- _WHAT THE TASK ASKS_:
Below are records; copy every line in them that holds the word "doesn".

Segment Open

PR #80, opened 2025-08-08
Add `InputItem::SerializedObject`

han0110:
This is required for using dockerized `risc0` (`ere-dockerized` calling `ere-cli` with feature `risc0`).

In `risc0` there are multiple way to write the input:
- `write::<T: Serialize>(obj: T)` - It serializes the object with its own serializer, used to serialize `InputItem::Object`
- `write_frame(bytes: Vec<u8>)` - It serializes it by `[bytes.len().as_le_bytes(), bytes].concat()`, use to serialize `InputItem::Bytes`
- `write_slice(bytes: Vec<u8>)` - It doesn't do extra serialization and just append the bytes to its input, not used in ere currently

Currently `ere-dockerized` needs to serialize the `InputItem::Object` to be able to pass it to `ere-cli` by file, this works for most zkVMs that doesn't do extra serialization on the `InputItem::Bytes`, but doesn't work for `risc0`.

For this PR add an extra variant `InputItem::SerializedObject` for `risc0` to identify that it's already serialized in its own serializer, and shuold be appended to its input directly by calling `write_slice`.

### DIFF
--- a/Cargo.lock
+++ b/Cargo.lock
@@ -2327,6 +2327,7 @@ dependencies = [
  "bincode",
  "build-utils",
  "bytemuck",
+ "ere-cli",
  "risc0-zkvm",
  "serde",
  "tempfile",
@@ -2387,6 +2388,7 @@ dependencies = [
  "bincode",
  "build-utils",
  "pico-sdk",
+ "pico-vm",
  "thiserror 2.0.12",
  "zkvm-interface",
 ]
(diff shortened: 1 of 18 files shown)


jsign (commented):
I think makes sense, but I'm left with a feeling of being a bit unfortunate.

Maybe worth getting extra feedback on this one from @kevaundray .

kevaundray:
> Leaving the approval if you want to merge. We can keep marinating if we can improve on simplifying this weirdish new variant in the public API in a future PR or something.
> 
> Not sure it is worth blocking progress because of this, we can maybe figure out what to do in the near future.

Yeah, I think we'll need time to think about whats the best API here -- in the meanintime, we can merge this as you said and open up an issue so we come back to it in the future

Segment Closed

- _RESPONSE TO THIS TASK_:
- `write_slice(bytes: Vec<u8>)` - It doesn't do extra serialization and just append the bytes to its input, not used in ere currently
Currently `ere-dockerized` needs to serialize the `InputItem::Object` to be able to pass it to `ere-cli` by file, this works for most zkVMs that doesn't do extra serialization on the `InputItem::Bytes`, but doesn't work for `risc0`.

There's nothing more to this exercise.